PR #3913, opened 2021-04-02
fix(arrow): fix config

shortcuts:
update selectors and fix start/stop urls

### DIFF
--- a/configs/arrow.json
+++ b/configs/arrow.json
@@ -1,30 +1,23 @@
 {
   "index_name": "arrow",
-  "start_urls": [
-    "https://arrow-kt.io"
-  ],
+  "start_urls": ["https://arrow-kt.io"],
   "stop_urls": [
-    "https://arrow-kt.io/docs/0.9",
-    "https://arrow-kt.io/docs/next/core/",
-    "https://arrow-kt.io/docs/next/fx/",
-    "https://arrow-kt.io/docs/next/optics/dsl/",
-    "https://arrow-kt.io/docs/next/aql/intro/",
-    "!index.html"
+    "https://arrow-kt.io/docs/[0-9]",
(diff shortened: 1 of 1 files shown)


shortcuts:
@rachelcarmena some selectors were not working anymore, this selector update should offer better sections!

configs/arrow.json
```diff
@@ -1,30 +1,23 @@
...
-    "https://arrow-kt.io/docs/next/fx/",
-    "https://arrow-kt.io/docs/next/optics/dsl/",
-    "https://arrow-kt.io/docs/next/aql/intro/",
-    "!index.html"
-  ],
-  "sitemap_urls": [
-    "https://arrow-kt.io/sitemap.xml"
+    "https://arrow-kt.io/docs/[0-9]",
+    "https://arrow-kt.io/docs/next",
+    "index.html"
```
rachelcarmena, line 7: Thank you so much @shortcuts !! :pray: 

Please, I just miss `!index.html` instead of a raw `index.html` because we just want the crawler to visit the URLs that have `index.html`. 

For instance, this page is being indexed now:

* https://arrow-kt.io/docs/apidocs/arrow-core/arrow.core/-ior/traverse.html#traverse

and we don't want to index it but only those pages with general data like this one:

* https://arrow-kt.io/docs/apidocs/arrow-core/arrow.core/-ior/index.html

where the link to `https://arrow-kt.io/docs/apidocs/arrow-core/arrow.core/-ior/traverse.html` appears.

Thank you so much again!! :raised_hands:

shortcuts: Fixed in https://github.com/algolia/docsearch-configs/pull/3915, enjoy :D

rachelcarmena: Thanks!! :+1:

PR #328, opened 2021-03-09
Return client ID in open

arv:
Towards https://github.com/rocicorp/replicache-sdk-js/issues/275

### DIFF
--- a/src/embed/dispatch.rs
+++ b/src/embed/dispatch.rs
@@ -113,7 +113,11 @@ async fn do_open(conns: &mut ConnMap, req: &Request) -> Response {
         return Err("db_name must be non-empty".into());
     }
     if conns.contains_key(&req.db_name[..]) {
-        return Ok("".into());
+        return Err(format!(
+            "Database \"{}\" has already been opened. Please close it before opening it again",
+            req.db_name
+        )
+        .into());
     }
 
     let open_req = serde_wasm_bindgen::from_value::<OpenRequest>(req.data.clone())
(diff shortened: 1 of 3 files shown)


tests/wasm.rs
```diff
@@ -839,76 +856,87 @@ async fn test_scan_with_index() {
         exclusive: bool,         // scan start_exclusive
         expected: Vec<(&str, &str, &str)>, // expected results of the scan
     ) {
-        for use_memstore in vec![true, false] {
```
arv, line 842: ignore whitespace diff using https://github.com/rocicorp/repc/pull/328/files?diff=split&w=1

This test was a bit flawed when I wanted to test it using MemStore. It really made no sense but it was failing now because closing the db removes the state when we use a MemStore

src/embed/dispatch.rs
```diff
@@ -113,7 +113,11 @@ async fn do_open(conns: &mut ConnMap, req: &Request) -> Response {
         return Err("db_name must be non-empty".into());
     }
     if conns.contains_key(&req.db_name[..]) {
-        return Ok("".into());
+        return Err(format!(
```
aboodman, line 116: I think we were relying on this behavior before... like it was allowed (api wise) to create multiple repliache instances with same name.

arv: Where are we relying on this? There are definitely things that do not work if we allow this. (subscriptions for sure but maybe other things too)

I also think it is a bad idea but if we want this to work we can make it work.

arv: If you call close on one of them then both are closed is another problem.

arv:
I'm going to land this as is. If we want to support this in the future we need to put in some work to make it work.

src/embed/dispatch.rs
aboodman: Hm, maybe some old sample app, or maybe just in my mental model.

TBC, this means that only one instance of `Replicache` can be constructed for each named cached. This is kind of a surprising restriction to me just from a JS API pov.

I see the bug you are talking about in `close` and I agree that if this isn't really working let's make it official.

But I won't be surprised if users trip over this and find it confusing / limiting.

PR #329, opened 2021-03-17
Add overlappingRequests flag to "open"

arv:
When overlappingRequests is true it is in an error if the pull/push
endpoint uses HTTP1/x. It needs to use H2 or H3.

fetch/rust_client.rs is not really working with this change since it
uses hyper 0.13 which does not support HTTP/2. There is a newer version
of hyper that supports h2 but hyper runs on top of tokio and we use std
async. We have a compat file but I could not get it to work correctly. I
need to spend more time on this if we ever want to support non web.

I tested the browser fetch path manually.

https://www.notion.so/Push-pull-scheduling-268fd33bbcf14c5cbced55a249f409aa#c959432fc61a4c4bb152aa61e3856f44

Towards https://github.com/rocicorp/replicache-sdk-js/issues/294

### DIFF
--- a/Cargo.lock
+++ b/Cargo.lock
@@ -731,7 +731,7 @@ dependencies = [
  "futures-sink",
  "futures-task",
  "memchr",
- "pin-project 1.0.1",
+ "pin-project",
  "pin-utils",
  "proc-macro-hack",
  "proc-macro-nested",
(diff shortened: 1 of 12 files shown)


arv:
I'll do `orderedCookie` in a new PR

PR #330, opened 2021-03-19
Use durability relaxed for write transactions 

arv:
This uses `extern C` to expose js functions to Rust.

I ended up exposing more functions than `transaction` to reduce the
number of allocations and conversions needed between Rust and JS.

### DIFF
--- a/src/kv/idbstore.js
+++ b/src/kv/idbstore.js
@@ -1,0 +1,39 @@
+// @ts-check
+
+const RELAXED = {durability: "relaxed"};
+
+const OBJECT_STORE = "chunks";
+
+/**
+ * @param {IDBDatabase} idb
+ * @return {IDBTransaction}
+ */
+export function readTransaction(idb) {
+  return idb.transaction(OBJECT_STORE, "readwrite");
+}
+
+/**
+ * @param {IDBDatabase} idb
+ * @return {IDBTransaction}
+ */
+export function writeTransaction(idb) {
+  // TS does not have type defs for the third options argument yet.
+  // @ts-ignore Expected 1-2 arguments, but got 3.ts(2554)
+  return idb.transaction(OBJECT_STORE, "readwrite", RELAXED);
+}
+
+/**
+ * @param {IDBTransaction} tx
+ * @return {IDBObjectStore }
+ */
+export function objectStore(tx) {
+  return tx.objectStore(OBJECT_STORE);
+}
+
+/**
+ * @param {IDBDatabase} idb
+ * @return {IDBObjectStore}
+ */
+export function createObjectStore(idb) {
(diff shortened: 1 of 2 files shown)


src/kv/idbstore.rs
```diff
@@ -9,9 +9,20 @@ use futures::channel::oneshot;
 use futures::future::join_all;
 use std::collections::HashMap;
 use wasm_bindgen::closure::Closure;
+use wasm_bindgen::prelude::*;
 use wasm_bindgen::{JsCast, JsValue};
 use web_sys::{IdbDatabase, IdbFactory, IdbTransaction};
 
+#[wasm_bindgen(module = "/js/idb-store.js")]
```
aboodman, line 16: wow!

aboodman (approved):
Presumably we should just land this? 🤷‍♂️

arv:
@aboodman I ended up cleaning this up a little. Now there is no more need to allocate strings during db transactions.

PTAL

src/kv/idbstore.js
```diff
@@ -0,0 +1,39 @@
...
+const RELAXED = {durability: "relaxed"};
+
+const OBJECT_STORE = "chunks";
+
+/**
+ * @param {IDBDatabase} idb
+ * @return {IDBTransaction}
+ */
+export function readTransaction(idb) {
+  return idb.transaction(OBJECT_STORE, "readwrite");
```
aboodman, line 12: Two questions I guess:

(1) aren't const strings like `"chunks"` allocated statically anyway?
(2) do you want to make `"chunks"` and `"readwrite"` consistent?

aboodman (approved):

src/kv/idbstore.js
arv: > (1) aren't const strings like "chunks" allocated statically anyway?

Not across the wasm boundary.

> (2) do you want to make "chunks" and "readwrite" consistent?

Yes

arv: You are right that string literals are allocated statically in V8. I misunderstood you.

I wanted `OBJECT_STORE` external so that it is not repeated

arv: But more importantly the read transaction should use `"readonly"`! Ooops!

src/kv/idbstore.js
```diff
@@ -0,0 +1,38 @@
...
+
+const RELAXED = {durability: "relaxed"};
+const OBJECT_STORE = "chunks";
+
+/**
+ * @param {IDBDatabase} idb
+ * @return {IDBTransaction}
+ */
+export function readTransaction(idb) {
+  return idb.transaction(OBJECT_STORE, "readonly");
```
arv, line 11: Since "readonly" is only in one place I left it as a string literal.

I think V8 would inline it but 🤷

PR #337, opened 2021-04-05
Simplify release.sh slightly

arv:


aboodman:
LGTM, thanks.

tool/release.sh
```diff
@@ -29,18 +29,13 @@ fi
...
+    cp Cargo.toml Cargo.toml.bak
     perl -pi -e's/crate-type = .*/crate-type = ["cdylib"]/' Cargo.toml
 
     rm repc.zip
     rm -rf pkg
-    wasm-pack build --profiling -t web -- --no-default-features
-    brotli -f pkg/replicache_client.js pkg/replicache_client_bg.wasm
-    mv pkg debug
-    wasm-pack build --release -t web -- --no-default-features
-    brotli -f pkg/replicache_client.js pkg/replicache_client_bg.wasm
```
aboodman, line 40: I want the brotli line in there for two reasons:

1. I don't know how common it is for web servers to be setup to do this at runtime.
2. I want it to be clear what the true compressed size is at a glance.

Is there some downside to including it?

aboodman: 3. The runtime compression might not be as good. For example, Vercel's default brotli compression is 28% worse than what I get locally with the maximum settings.

I'd like to change all the samples that manually link to the object to use the brotli path for this reason.

arv: This answers my Q in the other PR. Let's change the npm package too then?

aboodman: Makes sense. Will do.

PR #338, opened 2021-04-05
Further optimize the wasm bundle with wasm-opt.

aboodman:
This shaves 10% off the compressed size and whatever it's doing, noticeably improves benchmarks too.

### DIFF
--- a/tool/release.sh
+++ b/tool/release.sh
@@ -34,8 +34,12 @@ fi
 
     rm repc.zip
     rm -rf pkg
-    wasm-pack build --profiling --target web --out-dir pkg/debug -- --no-default-features
+    wasm-pack build --debug --target web --out-dir pkg/debug -- --no-default-features
+    wasm-opt -O4 -o pkg/debug/replicache_client_bg.wasm pkg/debug/replicache_client_bg.wasm
+    brotli pkg/debug/replicache_client_bg.wasm
     wasm-pack build --release --target web --out-dir pkg/release -- --no-default-features
+    wasm-opt -O4 -o pkg/release/replicache_client_bg.wasm pkg/release/replicache_client_bg.wasm
+    brotli pkg/release/replicache_client_bg.wasm
     zip -r pkg pkg
     mv pkg.zip repc.zip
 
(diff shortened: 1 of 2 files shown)


aboodman:
@arv once you land your change I'll rebase this.

tool/release.sh
```diff
@@ -33,10 +33,11 @@ fi
 
     rm repc.zip
     rm -rf pkg
-    wasm-pack build --profiling -t web -- --no-default-features
+    wasm-pack build --debug -t web -- --no-default-features
     brotli -f pkg/replicache_client.js pkg/replicache_client_bg.wasm
     mv pkg debug
     wasm-pack build --release -t web -- --no-default-features
+    wasm-opt -O4 -o pkg/replicache_client_bg.wasm pkg/replicache_client_bg.wasm
```
arv, line 40: I thought that wasm-pack invoked wasm-opt already.

tool/release.sh
```diff
@@ -33,10 +33,11 @@ fi
 
     rm repc.zip
     rm -rf pkg
-    wasm-pack build --profiling -t web -- --no-default-features
+    wasm-pack build --debug -t web -- --no-default-features
```
arv, line 36: The debug build is 4MB or so. I thought you intentionally wanted to do a profiling build here?

arv (approved):

tool/release.sh
aboodman: I read that somewhere too, but running this takes off like 60KB.

tool/release.sh
aboodman: I did, but the two builds are the exact same size so it doesn't seem like profiling is doing what we think it is. The debug build compressed is only 50% bigger, so I think we should choose it instead afterall if we're going to have a debug build.

arv: profiling only includes the symbol table as far as I can tell... Otherwise it is the same.

I approve of using debug though but it does make profiling harder....

aboodman: > but it does make profiling harder

Oh right, duh.

The thing that's confusing to me is why the profiling and release builds are exactly the same size. IIRC, the release build does lack symbols when I look at in web inspector, while the profiling build has them. But that doesn't match the file sizes.

I'll have to look at this a little more.

arv:
Is there any action I need to take here?

aboodman:
No.

PR #339, opened 2021-04-08
Run wasm-opt explicitly as part of tools/release.

aboodman:
There are no prebuilt binaries for M1, so wasm-pack just skips it.
However you can manually install wasm-opt and run it, so let's do
that.

Also:
- Put the brotli compression back. I think it's good for us to
  put our best foot forward in the binary, so to speak.
- Change "profiling" to "debug". There's no difference in file
  size between profiling and release. I have no idea what it's
  supposed to change. I figure if we're going to have a debug
  build let's at lease maximize its utility. With wasm-opt and
  brotli, the difference is only ~50% (the debug build is 300k),
  so it seems reasonable to expose to users. Maybe it will be a
  better debugging experience.

### DIFF
--- a/Cargo.toml
+++ b/Cargo.toml
@@ -87,8 +87,11 @@ lto = true
 opt-level = 3
 panic = "abort"
 
+# It would be nice to use wasm-opt, but there are no prebuilt binaries for m1:
+# https://github.com/rustwasm/wasm-pack/issues/913
+# So we just run it separately in ./tool/release.sh.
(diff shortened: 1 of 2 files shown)


aboodman:
Closed the other to move the branch to my repo

arv (approved):
LGTM

What are the file sizes after this?

Why are we compressing with brotli again? The npm package does not contain them and I doubt many web servers are set up to magically use them if present.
################
Your instructions:
What is the number of lines in this listing that contain the word "doesn"? Answer with that number and nothing else.

Solution below:
2